--- Data provided ---
PR #278, opened 2015-07-08
Build random fixes 2 v8

dorileo:
v3:
+ upstream rebased;
+ fixed issue with in sequence reconfiguration issue - pointed by semaphore;
+ fixed appent_to typo - pointed by @lpereira;
+ simplifiled conf.get("defines") + if with conf.get("defines", []) - pointed by @lpereira;
+ changed the use of var i for non index usaged - pointed by @lpereira;
+ removed the wanted var/use from dep-resolver - pointed by @lpereira;
+ s/verbatin/verbatim - pointed by @lpereira;
+ fix issue with PREFIX changes;
+ removed patch "avoid log domain..." - pointed by @glima;

v4:
+ fixed test and bin builds;
+ fixed issue with !HAVE_DECL_IFLA_INET6_ADDR_GEN_MODE check;

v5
+ resorted the bin, test build fixes and the DECL_IFLA otherwise semaphore was pointing an intermediate state breakage;

v6:
+ whole bunch of new stuffs I coudn't keep track of them all;
+ fixed issue pointed by @barbieri on PKGCONFIGDIR;
+ using cflags on ccode on tests (similarly ti what we do with ldflags, the tested is the same used in the output) instead of using defines [] on _GNU_SOURCE test - pointed by @lpereira ;
+ added patch to properly install -gdb.py file - pointed by @barbieri ;

v7:
+ path normalization on dep resolver defines - suggested by @ibriano ;

v8:
+ upstream rebase;


vcgomes:
> But if you feel unhappy with that I can drop it until we have an actual user.

If you are sure that it will be used, leave it.

vcgomes:
:+1:

It has some stuff that helps when building with musl, and just tested it.

glima:
Well, too many lines to read here, but looking good overall.

dorileo:
ok guys, here we go. applied.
---
▶ _Requirement_:
All that should be written out is the stretch of lines above between the one holding "Build random fixes 2 v8" and the one holding "by @barbieri on PKGCONFIGDIR;", inclusive, exactly as given.

▶ _Exercise response_:
Build random fixes 2 v8

dorileo:
v3:
+ upstream rebased;
+ fixed issue with in sequence reconfiguration issue - pointed by semaphore;
+ fixed appent_to typo - pointed by @lpereira;
+ simplifiled conf.get("defines") + if with conf.get("defines", []) - pointed by @lpereira;
+ changed the use of var i for non index usaged - pointed by @lpereira;
+ removed the wanted var/use from dep-resolver - pointed by @lpereira;
+ s/verbatin/verbatim - pointed by @lpereira;
+ fix issue with PREFIX changes;
+ removed patch "avoid log domain..." - pointed by @glima;

v4:
+ fixed test and bin builds;
+ fixed issue with !HAVE_DECL_IFLA_INET6_ADDR_GEN_MODE check;

v5
+ resorted the bin, test build fixes and the DECL_IFLA otherwise semaphore was pointing an intermediate state breakage;

v6:
+ whole bunch of new stuffs I coudn't keep track of them all;
+ fixed issue pointed by @barbieri on PKGCONFIGDIR;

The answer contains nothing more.